· 6 min read ·

Equality Saturation Without the Phase Ordering Problem: Cranelift's Aegraph

Source: lobsters

Traditional compiler middle-end optimizers have a sequencing problem. LLVM runs dozens of passes in a specific order: GVN before instcombine, LICM after loop canonicalization, dead code elimination scattered throughout. The ordering is not arbitrary. Optimization A often creates opportunities for B, and if B already ran, those opportunities are missed. This is the phase ordering problem, and it has shaped compiler architecture for decades.

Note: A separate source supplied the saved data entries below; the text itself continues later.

PR #150, opened 2022-03-27
MGMT-9766: change Makefile manager target output

yevgeny-shnaidman:
Currently manager target in the Makefile produces manager executable, therefore changing the source code files does not trigger rebuilt.
This PR changes the output executable to be sro_manager

### DIFF
--- a/Makefile
+++ b/Makefile
@@ -86,6 +86,7 @@ helm-plugins/cm-getter: helm-plugins/cm-getter/cm-getter
 .PHONY: helm-plugins
 helm-plugins: helm-plugins/cm-getter
 
+.PHONY: manager
 manager:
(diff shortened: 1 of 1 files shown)


yevgeny-shnaidman:
@assign @ybettan

ybettan:
I will suggest using `.PHONY` instead of changing the the binary name.

yevgeny-shnaidman:
> I will suggest using `.PHONY` instead of changing the the binary name.

fixed

ybettan:
/lgtm
/hold
Let merge this change u/s first.

ybettan:
Here is the u/s [PR](https://github.com/openshift-psap/special-resource-operator/pull/277)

E-graphs, and specifically the equality saturation technique built on top of them, offer a principled escape. Instead of applying rewrites sequentially and hoping the order is right, you apply all rewrites simultaneously to a compact representation of equivalent programs. Chris Fallin’s post describes how Cranelift implements this idea in a form that is both practical and efficient: the acyclic e-graph, or aegraph.

What an E-Graph Actually Is

An e-graph stores a set of expressions and equivalences between them. The core data structure consists of e-nodes (individual expressions, like add(x, y)) grouped into e-classes (sets of e-nodes known to be equivalent). When you apply a rewrite rule like (add x 0) => x, you do not replace the original expression. You add x to the e-class that contains add(x, 0), recording that these two things are equal.

This is the key property: rewrite rules are non-destructive. They accumulate knowledge rather than transforming the program in place. After all rules have been applied, an extraction pass chooses the best (lowest cost) representative from each e-class. The egg library demonstrated that this approach is practical for program synthesis and optimization at small scale, earning a POPL 2021 Distinguished Paper.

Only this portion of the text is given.